The infiltration process provides a chance for some pollutants to be removed before rainfall or snowmelt enters surface or groundwaters.
That said, the use of permeable pavement can also present challenges:
Surfaces may require some maintenance, as grit can block the open pores. Vacuuming helps maintain surface permeability.
In cold regions, materials must be designed to accommodate the freeze-thaw cycle.
Permeable pavement may not be appropriate in areas of extreme slope.
Grass pavers will require occasional reseeding. Some people may object to the look of the pavers when the grass is dormant or sparse.
Permeable pavement presents a higher upfront cost than traditional asphaltic paving.
Some Types of Permeable Pavement
Permeable Asphalt: Produced much like conventional asphalt concrete, except that small aggregates are not included in the mixture. Permeable asphalt has open voids that allow water to pass through the surface. Some projects using permeable asphalt will have a subsurface reservoir to hold the water that passes through the surface. Other projects will use a form of permeable asphalt that allows water to infiltrate only the top inch or so of the pavement; the water is then drained to the side of the roadway
Permeable Paver Systems: Use standard pavers with wider gaps and a specifically engineered subgrade to allow drainage between and under the paver stones.
Grass Pavers: Can be used in areas that receive less traffic. Plastic grid systems are installed on a base of open-graded or engineered stone. The surface layer is compacted gravel or topsoil seeded with grass. Grass pavers help stabilize the ground while allowing water to pass through the surface.

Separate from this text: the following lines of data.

PR #8154, opened 2026-07-01
AM-6693: BREAKING CHANGE: remove passwordSettings from Application level

lgw-gravitee:
BREAKING CHANGE: remove passwordSettings from Application level


gravitee-am-service/src/main/java/io/gravitee/am/service/model/PatchApplicationSettings.java
```diff
@@ -50,6 +50,15 @@ public class PatchApplicationSettings {
...
+    /**
+     * Application-level password settings have been removed. This field is retained only so that
+     * existing clients still sending {@code passwordSettings} do not get a deserialization error;
+     * the value is ignored. Password policy is now resolved from the identity provider's assigned
+     * policy or the domain default policy.
+     *
+     * @deprecated application-level password policy no longer exists; this field is a no-op.
+     */
+    @Deprecated
     private Optional<PatchPasswordSettings> passwordSettings;
```
leleueri: question: why do we have to keep it ? Is the REST API call failing if this field is missing ?

lgw-gravitee: yes

leleueri: not sure to understand why

lgw-gravitee: if PATCH body is
`{"name": "test", "settings": {"passwordSettings": {"minLength": 1}}}`
it must be accepted due to backward compatibilty. If I remove `passwordSettings` field, previous request would be invalid
`{"message":"Property [passwordSettings] is not recognized as a valid property","http_status":400}`

lgw-gravitee: accroding to converstaion we decided to rmeove it.

leleueri (approved):

PR #8155, opened 2026-07-02
fix: make vhost domain comparison case-insensitive

lgw-gravitee:
## Summary
- Make gateway VHost host matching case-insensitive.
- Make VHost validation detect overlapping paths when the same host uses different casing.
- Add regression coverage for routing and validation.

## How to test
Automated tests:
- `mvn test -pl gravitee-am-service -Dtest=VirtualHostValidatorTest`
- `mvn test -pl gravitee-am-gateway/gravitee-am-gateway-reactor -Dtest=VHostRouterTest`

Manual local test:
1. Start a local AM stack with the Gateway available on `localhost:8092`.
2. In the AM Console, open a security domain and go to `Settings` > `Entrypoints`.
3. Enable VHost mode and add a virtual host, for example:
   - Host: `am-test.localhost`
   - Path: `/my-domain` or `/`
4. Save the domain and wait for the Gateway to redeploy/reload it.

Elastomerically bound recycled glass: This type of permeable pavement is made by bonding processed glass with resins, pigments, granite, and binding agents. Resin-bound paving is made by coating aggregate particles with clear resin so the particles adhere to each other but leave voids for water to pass through.
Ayres’ civil engineers routinely incorporate stormwater management systems into their designs as well as provide stormwater master planning, erosion control plans, and more stormwater-related services.